Ward, who doubles as Carpinteria’s boys basketball coach, also has noticed the decline in on-campus coaches.

“Fewer teachers are interested in coaching than in the past, which means that there are more walk-on positions,” he said. “We are extremely lucky at Carpinteria in that many of our head coaches are teachers and the walk-on coaches we have are excellent.

“It is very difficult to find an outstanding coach who will sacrifice the incredible amount of time needed to run a successful program for the amount of money they get paid,” Ward continued. “A typical walk-on coach needs to be able to work three hours a day (usually in the afternoon), 5-6 days a week, for a period of three months, for approximately $2,000-$3,000. The other nine months a successful coach is still involved in his program, dedicating a lot of time and effort into all the things needed to keep a program working.”

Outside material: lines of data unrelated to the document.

PR #14168, opened 2021-05-11
Bug fix 3.8/pregel lifetime management

mpoeter:
### Scope & Purpose

Backport of #14157 

Fixes pregel lifetime management. Previously shutting down the server while a pregel job was still running could result in a segfault or a shutdown hanger.

#### Backports:

- [x] No backports required

### Testing & Verification


arangod/Pregel/Conductor.h
```diff
@@ -133,7 +133,8 @@ class Conductor {
             std::vector<CollectionID> const& vertexCollections,
```
gnusi, line 133: since you've started using `shared_from_this()` please, make `Conductor` constructor private, introduce a factory method returning `std::shared_ptr<Conductor>` and leave corresponding comment.

gnusi (changes requested):

arangod/Pregel/Conductor.h
mpoeter: Unfortunately when making the constructor private we can no longer use `make_shared`.

goedderz: You could use this workaround: https://godbolt.org/z/K85cv1xGq

PR #14177, opened 2021-05-12
Bug fix3.8/window operation issues

mpoeter:
### Scope & Purpose

Fix various issues related to the new WINDOW operation (see BTS-402)
  - Improved explain output for ISO 8601 duration strings and fixed missing week component.
  - Improved validation of input data and error messages.
  - Prevent FILTERs from being moved beyond a WINDOW.

#### Backports:

- [ ] No backports required
- [x] Forwardport required for: *devel*

#### Related Information

- [x] Jira ticket number: BTS-402
- [X] Docu PR: https://github.com/arangodb/docs/pull/695 

### Testing & Verification

### DIFF
--- a/arangod/Aql/WindowNode.cpp
+++ b/arangod/Aql/WindowNode.cpp
@@ -292,6 +292,8 @@ void WindowBounds::toVelocyPack(VPackBuilder& b) const {
             } else {
               result.append(std::to_string(duration.seconds)).push_back('.');
               auto ms = std::to_string(duration.milliseconds);
+              // parseIsoDuration already limits the number of decimals in milliseconds
+              TRI_ASSERT(ms.size() <= 3);
               result.append(3 - ms.size(), '0').append(ms).push_back('S');
             }
           }
--- a/arangod/Aql/WindowNode.cpp
+++ b/arangod/Aql/WindowNode.cpp
@@ -291,7 +291,8 @@ void WindowBounds::toVelocyPack(VPackBuilder& b) const {
               append(duration.seconds, 'S');
             } else {
               result.append(std::to_string(duration.seconds)).push_back('.');
-              append(duration.milliseconds, 'S');
+              auto ms = std::to_string(duration.milliseconds);
+              result.append(3 - ms.size(), '0').append(ms).push_back('S');
             }
           }
           if (result == "P") {
--- a/arangod/Aql/WindowNode.cpp
+++ b/arangod/Aql/WindowNode.cpp
@@ -241,26 +241,50 @@ WindowBounds::Row WindowBounds::calcRow(AqlValue const& input, QueryWarnings& w)
 
 void WindowBounds::toVelocyPack(VPackBuilder& b) const {
   switch (_type) {
-    case Type::Row:
-      b.add("preceding", VPackValue(_numPrecedingRows));
-      b.add("following", VPackValue(_numFollowingRows));
+    case Type::Row: {
+      auto translate = [](int64_t v) {
+        if (v == std::numeric_limits<int64_t>::max()) {
+          return VPackValue("unbounded");
+        }
+        return VPackValue(v);
+      };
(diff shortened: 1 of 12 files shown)


arangod/Aql/WindowNode.cpp
```diff
@@ -241,26 +256,50 @@ WindowBounds::Row WindowBounds::calcRow(AqlValue const& input, QueryWarnings& w)
...
+          append(duration.days, 'D');
+          if (duration.hours != 0 || duration.minutes != 0 || duration.seconds != 0 || duration.milliseconds != 0) {
+            result.push_back('T');
+            append(duration.hours, 'H');
+            append(duration.minutes, 'M');
+            if (duration.milliseconds == 0) {
+              append(duration.seconds, 'S');
+            } else {
+              result.append(std::to_string(duration.seconds)).push_back('.');
+              append(duration.milliseconds, 'S');
```
jsteemann, line 294: I think we have to zero-pad the milliseconds to 3 decimal places, so that we stringify one millisecond as `0.001S` and not `0.1S`.

arangod/Aql/WindowNode.cpp
```diff
@@ -241,26 +256,50 @@ WindowBounds::Row WindowBounds::calcRow(AqlValue const& input, QueryWarnings& w)
...
+            if (v != 0) {
+              result.append(std::to_string(v)).push_back(suffix);
+            }
+          };
+          append(duration.years, 'Y');
+          append(duration.months, 'M');
+          append(duration.weeks, 'W');
+          append(duration.days, 'D');
+          if (duration.hours != 0 || duration.minutes != 0 || duration.seconds != 0 || duration.milliseconds != 0) {
+            result.push_back('T');
```
jsteemann, line 287: If we only have accumulated `P` in the result here, we would next append the `T`.
Is `PT1H` a valid ISO duration, or does one have to add a date part to it?

arangod/Aql/grammar.y
```diff
@@ -201,6 +201,49 @@ bool validateAggregates(Parser* parser, AstNode const* aggregates,
   return true;
 }
 
+
+/// @brief validate the aggregate variables expressions
```
jsteemann, line 205:
```suggestion
/// @brief validate the WINDOW specification
```

arangod/Aql/WindowNode.cpp
mpoeter: Yes, `PT1H` is a valid duration string. Everything is optional, but there has to be at least one component. And if that is a time component, the string must include the `T` prefix.

arangod/Aql/WindowNode.cpp
mpoeter: Good catch!

mpoeter: Should be fixed.

arangod/Aql/WindowNode.cpp
```diff
@@ -291,7 +291,8 @@ void WindowBounds::toVelocyPack(VPackBuilder& b) const {
               append(duration.seconds, 'S');
             } else {
               result.append(std::to_string(duration.seconds)).push_back('.');
-              append(duration.milliseconds, 'S');
+              auto ms = std::to_string(duration.milliseconds);
+              result.append(3 - ms.size(), '0').append(ms).push_back('S');
```
jsteemann, line 295: Not sure if this is safe in all cases, e.g. if milliseconds has a value of 1000 or more.
Maybe this is not possible because milliseconds are bounded elsewhere. But it is not immediately clear here if that is the case. So I suggest we limit `ms` to a length of 3 characters here to be on the safe side.

mpoeter: Yes, the number of decimals is limited to 3 in `parseIsoDuration`, but I can at least add an assertion.

jsteemann (approved):
LGTM!

KVS85 (approved):
LGTM.

PR #14182, opened 2021-05-12
Agency Store - Performance Tests and Baseline

ignacionr:
### Scope & Purpose

#### Backports:

- [x] No backports required

#### Related Information

- [x] GitHub issue / Jira ticket number: TC-70

### Testing & Verification

Link to Jenkins PR run: https://jenkins.arangodb.biz:3456/job/arangodb-matrix-pr/15510/

### Documentation


tests/Agency/StorePerformanceTest.cpp
```diff
@@ -0,0 +1,423 @@
+////////////////////////////////////////////////////////////////////////////////
+/// DISCLAIMER
+///
+/// Copyright 2014-2020 ArangoDB GmbH, Cologne, Germany
```
neunhoef, line 4: Should be 2021 by now.
```suggestion
/// Copyright 2014-2021 ArangoDB GmbH, Cologne, Germany
```

tests/Agency/StorePerformanceTest.cpp
```diff
@@ -0,0 +1,423 @@
...
+/// Unless required by applicable law or agreed to in writing, software
+/// distributed under the License is distributed on an "AS IS" BASIS,
+/// WITHOUT WARRANTIES OR CONDITIONS OF ANY KIND, either express or implied.
+/// See the License for the specific language governing permissions and
+/// limitations under the License.
+///
+/// Copyright holder is ArangoDB GmbH, Cologne, Germany
+///
+/// @author Ignacio Rodriguez
+/// @author Copyright 2017, ArangoDB GmbH, Cologne, Germany
```
neunhoef, line 22: 2021
```suggestion
/// @author Copyright 2021, ArangoDB GmbH, Cologne, Germany
```

tests/Agency/StorePerformanceTest.cpp
```diff
@@ -0,0 +1,423 @@
...
+  }
+}
+
+TEST_F(StorePerformanceTest, single_deep_key_writes_and_reads) {
+  std::map<std::string, std::string> obj{};
+  auto const key {"a/b/c/d/e/f/g/h"};
+  auto const json_read_key {std::string("[[\"") + key + "\"]]"};
+  for (int i{}; i < hammer_times; ++i) {
+    obj[key] = std::to_string(i);
+    write(std::vector<std::vector<std::string>>{{to_json_object(obj)}});
```
neunhoef, line 189: Better take the construction of the JSON string and the vectors out of the loop, we only want to measure the Store operations.

tests/Agency/StorePerformanceTest.cpp
```diff
@@ -0,0 +1,423 @@
...
+  }
+}
+
+// write lots of different keys in different places
+//  Random-access performance
+
+static std::string rand_path(const size_t len = 10u) {
+  static auto const alphabet {"abcdefghijklmnopqrstuvwxyz0123456789"};
+  std::string result;
+  std::generate_n(std::back_inserter(result), 1 + std::rand() % (len-1), [](){
```
neunhoef, line 211: From cppreference: "rand() is not recommended for serious random-number generation needs. It is recommended to use C++11's random number generation facilities to replace rand(). (since C++11)"

neunhoef: And: I would generate the keys first and store them beforehand such that the actual measurement only measures the Store operations themselves.

tests/Agency/StorePerformanceTest.cpp
```diff
@@ -0,0 +1,423 @@
...
+
+// do a lot of small transactions
+// Performance in situations that should smartly use caches and primary memory.
+TEST_F(StorePerformanceTest, small_tx_r) {
+  writeAndCheck("[[{\"a\": 1}]]");
+  writeAndCheck("[[{\"b/b/c\": 2}]]");
+  writeAndCheck("[[{\"d\": 3}]]");
+  for (int i{}; i < hammer_times; ++i) {
+    auto const result {read("[[\"a\"], [\"b/b/c\"], [\"d\"]]")};
+    ASSERT_EQ(result->toJson(), "[{\"a\":1},{\"b\":{\"b\":{\"c\":2}}},{\"d\":3}]");
```
neunhoef, line 271: We should not assert in a tight loop which is supposed to measure the Store performance.

tests/Agency/StorePerformanceTest.cpp
```diff
@@ -0,0 +1,423 @@
...
+// multiple threads manipulate values
+TEST_F(StorePerformanceTest, multiple_threads_all_separate_keys) {
+  std::vector<std::thread> threads;
+  std::generate_n(std::back_inserter(threads), hammer_times, [this](){return std::thread([this](){
+    auto const key {rand_path()};
+    auto const json_object {"{\"" + key + "\": " + std::to_string(rand()) + "}"};
+    auto result {write(std::vector<std::vector<std::string>>{{json_object}})};
+    ASSERT_EQ(result.front(), consensus::apply_ret_t::APPLIED);
+  });});
+  for (auto& thread: threads) {
```
neunhoef, line 403: I think we should make sure that all threads start at the same time and use a condition variable or barrier to let them actually start work at the same time.

neunhoef: I would be interested in individual time measurements of each thread in addition to an overall measurement.

tests/Agency/StorePerformanceTest.cpp
```diff
@@ -0,0 +1,423 @@
...
+
+#include <cstdlib>
+#include <algorithm>
+
+namespace arangodb {
+namespace tests {
+namespace store_performance_test {
+
+auto const scattered_times{50};
+auto const hammer_times {200};
```
neunhoef, line 44: This is way too little for any meaningful measurement.

tests/Agency/StorePerformanceTest.cpp
neunhoef: It is a mistake to do only one call to the Store in each thread. In this way, thread creation and joining will vastly dominate the actual execution time rendering any measurement useless to judge the actual Store performance. I think we should vary the number of threads and each thread should - concurrently - run many executions. We probably also need some kind of multi-threaded protection, since the Store itself is not thread-safe as far as I remember.

neunhoef (changes requested):
I do not see any actual time measurements. I would have thought that we use the `std::chrono::steady_clock` or maybe the `std::chrono::high_resolution_clock` and then do some sensible statistics to get a good performance measurement, but I do not see any.

I know that the testing framework measures the time of each test, but this includes time to set up the test, to set up the Store, and in the end shutdown everything again. This is probably not accurate enough. And for the multi-threaded case we have the thread startup and joining time which we want to take out of the measurement.

tests/Agency/StorePerformanceTest.cpp
ignacionr: About the first comment, actually this was a conscious option. In this case I want to easily obtain the same items time and again, which makes rand() ideal (we only leave the default seed or force it with srand, and we get the exact same pseudorandomness). "Serious" in terms of randomness is not what I am after here.

ignacionr: To the second comment, of course; actually if you look at some of the tests that is the approach I am taking.

tests/Agency/StorePerformanceTest.cpp
ignacionr: I thought about that, but then I also thought that a smart implementation could eventually delay some operations until the result is actually used, in which case the test would become invalid. What are your thoughts?

tests/Agency/StorePerformanceTest.cpp
ignacionr: I agree. This numbers were separated into constants specifically to be able to tune on our expectations. If these tests are to run with every Jenkins build, we still need to be cautious.

tests/Agency/StorePerformanceTest.cpp
ignacionr: Agreed! I can spare a bit of memory for it.

gnusi:
@neunhoef @ignacionr it seems a bit weird that you use gtest for micro-benchmarks.
 There is awesome library from Google 
https://github.com/google/benchmark

I suggest we introduce a separate target for such micro-benchmarks as that'd be useful for others as well.

ignacionr:
> @neunhoef @ignacionr it seems a bit weird that you use gtest for micro-benchmarks.
> There is awesome library from Google
> https://github.com/google/benchmark
> 
> I suggest we introduce a separate target for such micro-benchmarks as that'd be useful for others as well.

Even though this is a great suggestion, the topic we are tackling right now is a back-end replacement of the Agency Store. As we are heavily using tests to make sure that the established semantics of the current store implementation are kept consistent when the change happens, it is simple and direct to add other tests that at least to some extent make sure that performance is not lost.

So this is not truly aimed as a general solution for profiling, but rather as part of an ongoing specific effort.

tests/Agency/StorePerformanceTest.cpp
ignacionr: This last point is truly important; will address it.

tests/Agency/StorePerformanceTest.cpp
```diff
@@ -0,0 +1,651 @@
...
+  }
+
+  template <typename TSource>
+  static std::string to_json_object(TSource const& src) {
+    return to_json_object(
+        src, [](auto const& element) { return element.first; },
+        [](auto const& element) { return element.second; });
+  }
+
+  void threaded_writes(std::function<std::string()> value_generator) {
```
neunhoef, line 289: Unfortunatly, this measurement is not good for multiple threads. Let me explain why:
1. You measure the points in time at which any thread **finishes** an operation. That means that you do not measure the individual latency of each thread independently with your class. Rather, you measure the time when the first thread finishes, then the time from when the first thread finished to the time when the second finished etc. This is not what we want.
2. Furthermore, even if you correct this, you only measure the complete time a thread took and not the individual latency of each write. I think each thread should have its own `OperationMeasurement` class and then you want to do some reporting for all threads.

tests/Agency/StorePerformanceTest.cpp
```diff
@@ -0,0 +1,651 @@
...
+        points.at(1 + thread_index) = OperationMeasurement::Clock::now();
+      });});
+    std::unique_lock<std::mutex> lk{m_ready};
+    cv_ready.wait(lk, [&worker_count, count](){ 
+      return worker_count.load() == count;
+    });
+    
+    std::this_thread::sleep_for(std::chrono::milliseconds{50});
+    points[0] = OperationMeasurement::Clock::now();
+    cv_start.notify_all();
```
neunhoef, line 315: This startup and finish is nice. It takes the thread creation latency out of the equation, which is exactly, what we want.

tests/Agency/StorePerformanceTest.cpp
```diff
@@ -0,0 +1,651 @@
...
+  for (auto const& wq: write_queries) {
+    write(wq);
+    ++op;
+  }
+  op.report();
+}
+
+// test for contention:
+// multiple threads manipulate values
+TEST_F(StorePerformanceTest, multiple_threads_all_separate_keys) {
```
neunhoef, line 635: We probably want to vary a bit the number of threads and maybe try with 1, 2, 4, 8, 16 and 32 threads to see contention building up (or not).

neunhoef (changes requested):
See comments, the multithreading needs some changes.

tests/Agency/StorePerformanceTest.cpp
ignacionr: Let's try that.

tests/Agency/StorePerformanceTest.cpp
mpoeter: In that case you should also consider thread numbers that are not a power of two - sometimes this generates some surprising results.

tests/Agency/StorePerformanceTest.cpp
ignacionr: Oh, sorry I just re-read your comment, it is not correct. Please look at the new parameter ("sequential") on the report() method.

tests/Agency/StorePerformanceTest.cpp
ignacionr: Sorry to re-iterate, what are your thoughts about this?

tests/Agency/StorePerformanceTest.cpp
ignacionr: I can do the latency of each write, if you think it bears value (I understand they are important for understanding minimums and maximums).

tests/Agency/StorePerformanceTest.cpp
ignacionr: Thanks.

tests/Agency/StorePerformanceTest.cpp
ignacionr: Sure, can do.

tests/Agency/StorePerformanceTest.cpp
ignacionr: This was incorporated.

tests/Agency/StorePerformanceTest.cpp
```diff
@@ -0,0 +1,666 @@
...
+        }
+      }},
+    }};
+
+    std::vector<OperationMeasurement::Clock::duration> durations;
+    auto begin{observations_.begin()};
+    auto from {*begin};
+    auto const absolute_start {*begin};
+    size_t block_position {0};
+    std::transform(++begin, observations_.end(), std::back_inserter(durations),
```
neunhoef, line 123: This code is rather obfuscated. I had a hard time to understand it. We either need better comments or a different approach.

neunhoef (changes requested):
Let's discuss in a meeting. Basically the setup works now. I am still puzzled about the very few very large measurements at the beginning. Probably an indication that the Store needs some time of setup time at the beginning.
The `report` method either needs a rewrite or a lot more comments.

tests/Agency/StorePerformanceTest.cpp
```diff
@@ -0,0 +1,666 @@
...
+        if (begin != end) { 
+          std::vector<Duration> copy {begin, end};
+          std::sort(copy.begin(), copy.end());
+          inform (copy[copy.size() / 2]);
+        }
+      }},
+      {"max10", [](DurationIterator begin, DurationIterator end, InformValue inform) { 
+        if (begin != end) { 
+          std::vector<Duration> copy {begin, end};
+          std::sort(copy.begin(), copy.end(), [](Duration const& a, Duration const& b){ return b < a; });
```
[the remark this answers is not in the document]
ignacionr: I realised that sorting before hand, didn't affect any of these basic statistics, so I did that. Thanks for the comment, it was incorporated.

tests/Agency/StorePerformanceTest.cpp
neunhoef: I guess this could be true, and the assert is probably not too expensive, let's leave it as it is.

tests/Agency/StorePerformanceTest.cpp
```diff
@@ -0,0 +1,666 @@
...
+///
+/// @author Ignacio Rodriguez
+/// @author Copyright 2021, ArangoDB GmbH, Cologne, Germany
+////////////////////////////////////////////////////////////////////////////////
+
+#include "gtest/gtest.h"
+
+#include "Agency/Store.h"
+#include "Mocks/Servers.h"
+#include "fakeit.hpp"
```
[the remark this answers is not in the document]
neunhoef: We do not need this, I have removed it.

neunhoef (approved):
LGTM, let's just wait for the successful jenkins run.

neunhoef:
Given up on this.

With school districts cutting back on funding athletics, booster clubs are the saving grace for athletic directors and coaches.

Said Feldhaus, “At Dos Pueblos, due to the efforts of our school-wide athletic booster club, the Charger Associates, the athletic department will cover most travel expenses, the cost of officials and the game management cost for all our teams.”

It’s a collaborative effort at Carpinteria.

“We are very fortunate at Carpinteria High School in that we have great community support and a tremendous booster club,” Ward said. “Without the help from our boosters, we would have to make severe cuts in our athletic program. Most of our fundraising is done by the booster club. All of our individual sports are asked to help with the booster club fundraisers and are willingly doing it.”

Another issue some athletic directors face these days is athletes specializing in one sport.

“There’s been a subtle change in emphasis of many high school programs from values education through team participation to more of a ‘club’ sport mentality where playing time and college scholarships are the main emphasis,” Ward said. “(But) I do not blame a lot of parents and athletes with college education costing what is does nowadays.”

Peeters said with CIF Southern Section rescinding the association rule, which allows a coach to work with athletes outside their given season, schools will probably see more athletes sticking to one sport.

Fortunately, for the coaches at Bishop, the majority of their student-athletes participate in multiple sports.

“The coaches at Bishop understand we must share our student-athletes, and embrace this reality,” Peeters said. “I am proud that student-athletes at Bishop can fully enjoy their high school experience, and benefit from the experience of playing multiple sports.”

Ransom has an issue with specialization from a medical point of view.

With a background as a former trainer in the NFL (New York Jets) and at a Division 1 university, Ransom said he’s “seen the number of athletes whose bodies fall apart before, or in their college career, increase significantly over the course of the last 15 years. And one of the factors that seem to crop up time and time again is the year-round club sport participation.

“Of course, most kids will improve their skills with dedication and hard work all year long, but at what cost?”

It may seem like a laundry list of concerns, but this is what athletic directors deal with day in and day out.

It’s become a tougher job, but they continue to do it for the benefit of the kids.